Task:
Repeat the stretch of entries below from the line with "j9ac9k, line 168: Commenting" through the line with "ntjess: @j9ac9k Do". Include both ends and add nothing.

Extracted entries:
Issue #1378, opened 2020-09-21
New Parameter Items: FilePicker, ActionWithShortcut, PopupLineEditor


ntjess:
I ended up making these for one of my application and am proposing them here for integration into pyqtgraph, provided they are general enough. What do you think? Is it worth the effort of a pull request / should I post code in this issue / something else?

* The file dialogs are, of course, native to the OS since it is a `QFileDialog`.
* Folder and file pickers are the same parameter, where a boolean option `asFolder` determines whether files or folders are selected
* Similar to `list`, the options for `popuplineeditor` are set in the `limits` parameter. A `QListModel` with a `completer` are the core elements.

![ezgif com-video-to-gif](https://user-images.githubusercontent.com/23620506/93737986-9de4f600-fbb2-11ea-8239-b365a12d25f6.gif)

ntjess:
FYI the source code for these parameter types is located in `pgregistered.py` within s3a ([here](https://gitlab.com/ficsresearch/s3a/-/blob/development/s3a/parameditors/pgregistered.py))

ntjess:
Also introducing `SliderParameter`:

```python
children = [
  dict(name='a', type='slider', value=5, limits=[0, 10]),
  dict(name='b', type='slider', value=0.1, limits=[-5, 5], step=0.1),
  dict(name='c', type='slider', value=2, span=np.linspace(0, 2*np.pi, 1000)),
]

p = Parameter.create(name='test', type='group', children=children)
t = ParameterTree()
t.setParameters(p, showTop=True)
```
![HUFpoYVAhN](https://user-images.githubusercontent.com/23620506/99867653-3125b200-2b89-11eb-8141-9a5f590545f0.gif)

ntjess:
@j9ac9k should I create a pull request with these? Or do you anticipate it will be rejected until usage is standardized / agreed upon?

ntjess:
@j9ac9k I see there was some recent attention on this ticket. Just for reference, the implementation for all these parameters is now [here](https://gitlab.com/ntjess/utilitys/-/blob/master/utilitys/params/pgregistered.py).

Of note, I have an implementation for `PgParamDelegate` as well that lets a table cell of a certain type have that `Parameter`'s delegate (i.e. an `int` table field would receive the `int` Parameter spinbox as a delegate). Do you think this is worth considering implementing?

[...]

PR #1952, opened 2021-08-05
Adds checklist parameter

ntjess:
The current suite of parameter types does not allow setting a list-like parameter with options. This is enabled with a `checklist` parameter.

Options:
  * `exclusive`: If true, only one option can be selected at a time. This makes the functionality similar to a `list` parameter type

Todo:
 - [x] Allow `checklist` to work with dict-like `limits`, similar to `list` behavior
 - [x] Apparently, `exclusive` decided to stop working. #FIXME


ntjess:
c.f. #1378

j9ac9k:
image

Just saw this when testing with dark mode on macOS.  I'm looking through the code-base and I'm not seeing a place that the style information is explicitly set though; so I don't think this is a blocker, but just sharing here in case you can think of someplace that might be setting the palette in a way that it's not inheriting from the system palette properly.

j9ac9k:
Had a little time, and I think I got to the bottom of this...

https://github.com/pyqtgraph/pyqtgraph/blob/master/pyqtgraph/parametertree/parameterTypes/basetypes.py#L319-L338

Need to figure out how to inherit from the system palette and modify accordingly... granted this is a bit out of scope for this PR, so I'll create a separate issue.

ntjess:
FWIW, using a darkstyle palette seems to make the right choices on ubuntu, are you able to attempt this one as well? The attachment has to be `txt` or GH rejects it... [parametertree.txt](https://github.com/pyqtgraph/pyqtgraph/files/6949590/parametertree.txt)

image

pyqtgraph/parametertree/parameterTypes/checklist.py
```diff
@@ -0,0 +1,169 @@
...
+    """
+    def __init__(self, param, depth):
+        self.btnGrp = QtWidgets.QButtonGroup()
+        self.btnGrp.setExclusive(False)
+        self._constructMetaBtns()
+
+        super().__init__(param, depth)
+
+    def _constructMetaBtns(self):
+        self.metaBtnWidget = QtWidgets.QWidget()
```
ntjess, line 20: @j9ac9k Notice `_constructMetaBtns` doesn't assign a parent to the widget buttons, is this why the palette change isn't detected? I can't reproduce either way on my laptop, but I'm curious if the button text is correct for you if you change this to `QWidget(self)`.

I figured line 42 (`tw.setItemWidget(self, 1, self.metaBtnWidget)`) would properly assign the parent, but maybe I'm wrong

j9ac9k: changing

```python
        self.metaBtnWidget = QtWidgets.QWidget()
```

to

```python
        self.metaBtnWidget = QtWidgets.QWidget(self)
```

Results in a type-error.

j9ac9k:
With the example (not pyqt6 compatible), I do render like the screenshot you included:

image

That's not really how it should be either... I commented out the `self.setForeground` and  `self.setBackground` lines  in `GroupParameterItem.updateDepth` and got the color as it should be IMO.

image


This just indicates that the issue is outside of this PR.

j9ac9k:
image

While testing with exclusive=True, I noticed the checkboxes look like they're disabled/grayed out.

pyqtgraph/parametertree/parameterTypes/checklist.py
```diff
@@ -0,0 +1,169 @@
...
+        names = [self.reverse[1][self.reverse[0].index(val)] for val in cmpVals]
+        if exclusive and len(names) > 1:
+            names = [names[0]]
+        elif exclusive and not len(names) and len(self.forward):
+            # An option is required during exclusivity
+            names = [self.reverse[1][0]]
+        for chParam in self:
+            checked = chParam.name() in names
+            chParam.setValue(checked, self._onSubParamChange)
+            chParam.setOpts(enabled=not (exclusive and checked))
```
j9ac9k, line 168: Commenting out this line fixed the issue with the checkboxes looking disabled as they're being selected when `exclusive` is `True`.

ntjess: The disabling was by design, the goal being when `exclusive` is true exactly one option must be selected (like `list`). This keeps the currently checked box from becoming unchecked

ntjess: @j9ac9k Do you think it would be better to have custom logic that leaves the checkbox looking enabled, while also disallowing the user from having a `None` selection? I'm open to this, but I think leaving it disabled is a clearer indicator that something must be selected

j9ac9k: Sorry been slow to respond, I'm a bit under the weather as is one of my kids.  

_Generally_ speaking, when you can only select one entry, you don't have checkboxes, you get [radio buttons](https://doc.qt.io/qt-5/qradiobutton.html).  The exclusive with check-boxes feel a little out of place; but without knowing how much code would have to change to accommodate the radio buttons vs. the checkbox; I'm ok with it.

That said, having the checkboxes appear disabled, and yet be selectable definitely feels like an odd combination.

I guess I'll turn this around a bit, how difficult would it be to swap out checkboxes for QRadioButton's if `'exclusive': True` is passed?

ntjess: Probably not that hard -- I am already making a button group in the parameter item, so I'll play with it a bit

ntjess:
@j9ac9k I'm not great at fixing Qt signal connect/disconnect errors, so it's entirely possible the `dontPropagateChanges` logic I added is unnecessary. Basically, during `exclusive` options one parameter's `setValue` influences another, which causes problems trying to disconnect the same signal multiple times. I got around this by using the `dontPropagateChanges` fences during the potentially recursive operation.

Other than that, it seems to work pretty well and maintains radio/checkbox buttons depending on exclusivity.

j9ac9k:
I think you can call `.setValue(val, blockSignal=True)`

ntjess:
@pijyoi I tried the recommendation of blocking signals before `setValue`: 
```python
# self.dontPropagateChanges = True
blocked = self.blockSignals(True)
self.setValue(val)
self.blockSignals(blocked)
# self.dontPropagateChanges = False
```
However, this means that `sigValueChanged` doesn't fire when limits are updated. Notice how if you change `exclusive` from True to False or vice versa, there is no printout of the new value:
Using `dontPropagate`
image

Using `blockSignals`:
image

j9ac9k:
Failing CI checks are unrelated, so don't worry about those; I'll try and take a look at the diff here shortly.  Thanks for updating!

j9ac9k:
Thanks for the PR @ntjess sorry this took me so long to press the merge button!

Exercise output:
j9ac9k, line 168: Commenting out this line fixed the issue with the checkboxes looking disabled as they're being selected when `exclusive` is `True`.

ntjess: The disabling was by design, the goal being when `exclusive` is true exactly one option must be selected (like `list`). This keeps the currently checked box from becoming unchecked

ntjess: @j9ac9k Do you think it would be better to have custom logic that leaves the checkbox looking enabled, while also disallowing the user from having a `None` selection? I'm open to this, but I think leaving it disabled is a clearer indicator that something must be selected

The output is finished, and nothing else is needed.